■ **Dataset excerpts**
/---

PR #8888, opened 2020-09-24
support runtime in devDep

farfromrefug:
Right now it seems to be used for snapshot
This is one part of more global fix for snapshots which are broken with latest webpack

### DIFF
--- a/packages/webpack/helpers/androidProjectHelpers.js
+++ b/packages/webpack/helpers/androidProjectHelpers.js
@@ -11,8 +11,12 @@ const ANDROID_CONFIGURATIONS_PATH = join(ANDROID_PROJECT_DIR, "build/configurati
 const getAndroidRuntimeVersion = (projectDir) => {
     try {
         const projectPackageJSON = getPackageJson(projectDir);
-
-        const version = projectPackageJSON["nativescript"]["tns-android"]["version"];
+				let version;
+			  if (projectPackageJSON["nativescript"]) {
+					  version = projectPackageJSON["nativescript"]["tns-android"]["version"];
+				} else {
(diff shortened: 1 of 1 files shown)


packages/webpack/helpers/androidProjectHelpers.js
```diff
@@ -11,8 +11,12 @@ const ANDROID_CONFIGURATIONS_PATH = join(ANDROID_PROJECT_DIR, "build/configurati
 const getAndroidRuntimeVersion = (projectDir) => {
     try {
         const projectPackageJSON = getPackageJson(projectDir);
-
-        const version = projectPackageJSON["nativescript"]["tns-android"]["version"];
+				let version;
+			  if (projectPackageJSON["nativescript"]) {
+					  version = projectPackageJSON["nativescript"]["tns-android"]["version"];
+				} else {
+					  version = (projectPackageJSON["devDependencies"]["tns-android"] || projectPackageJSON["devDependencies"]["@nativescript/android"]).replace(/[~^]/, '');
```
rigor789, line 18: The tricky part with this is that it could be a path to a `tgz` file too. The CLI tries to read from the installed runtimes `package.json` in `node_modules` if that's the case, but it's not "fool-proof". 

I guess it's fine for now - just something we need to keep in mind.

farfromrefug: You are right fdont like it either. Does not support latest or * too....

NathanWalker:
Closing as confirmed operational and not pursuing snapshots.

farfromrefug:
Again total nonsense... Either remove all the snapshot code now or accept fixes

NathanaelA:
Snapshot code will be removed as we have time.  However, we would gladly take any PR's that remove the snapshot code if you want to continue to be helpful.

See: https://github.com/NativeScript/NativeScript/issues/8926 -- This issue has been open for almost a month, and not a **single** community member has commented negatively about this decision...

\---

■ **Exercise directions**
Reproduce every entry above exactly as it was written.

■ **Answer below**
PR #8888, opened 2020-09-24
support runtime in devDep

farfromrefug:
Right now it seems to be used for snapshot
This is one part of more global fix for snapshots which are broken with latest webpack

### DIFF
--- a/packages/webpack/helpers/androidProjectHelpers.js
+++ b/packages/webpack/helpers/androidProjectHelpers.js
@@ -11,8 +11,12 @@ const ANDROID_CONFIGURATIONS_PATH = join(ANDROID_PROJECT_DIR, "build/configurati
 const getAndroidRuntimeVersion = (projectDir) => {
     try {
         const projectPackageJSON = getPackageJson(projectDir);
-
-        const version = projectPackageJSON["nativescript"]["tns-android"]["version"];
+				let version;
+			  if (projectPackageJSON["nativescript"]) {
+					  version = projectPackageJSON["nativescript"]["tns-android"]["version"];
+				} else {
(diff shortened: 1 of 1 files shown)


packages/webpack/helpers/androidProjectHelpers.js
```diff
@@ -11,8 +11,12 @@ const ANDROID_CONFIGURATIONS_PATH = join(ANDROID_PROJECT_DIR, "build/configurati
 const getAndroidRuntimeVersion = (projectDir) => {
     try {
         const projectPackageJSON = getPackageJson(projectDir);
-
-        const version = projectPackageJSON["nativescript"]["tns-android"]["version"];
+				let version;
+			  if (projectPackageJSON["nativescript"]) {
+					  version = projectPackageJSON["nativescript"]["tns-android"]["version"];
+				} else {
+					  version = (projectPackageJSON["devDependencies"]["tns-android"] || projectPackageJSON["devDependencies"]["@nativescript/android"]).replace(/[~^]/, '');
```
rigor789, line 18: The tricky part with this is that it could be a path to a `tgz` file too. The CLI tries to read from the installed runtimes `package.json` in `node_modules` if that's the case, but it's not "fool-proof". 

I guess it's fine for now - just something we need to keep in mind.

farfromrefug: You are right fdont like it either. Does not support latest or * too....

NathanWalker:
Closing as confirmed operational and not pursuing snapshots.

farfromrefug:
Again total nonsense... Either remove all the snapshot code now or accept fixes

NathanaelA:
Snapshot code will be removed as we have time.  However, we would gladly take any PR's that remove the snapshot code if you want to continue to be helpful.

See: https://github.com/NativeScript/NativeScript/issues/8926 -- This issue has been open for almost a month, and not a **single** community member has commented negatively about this decision...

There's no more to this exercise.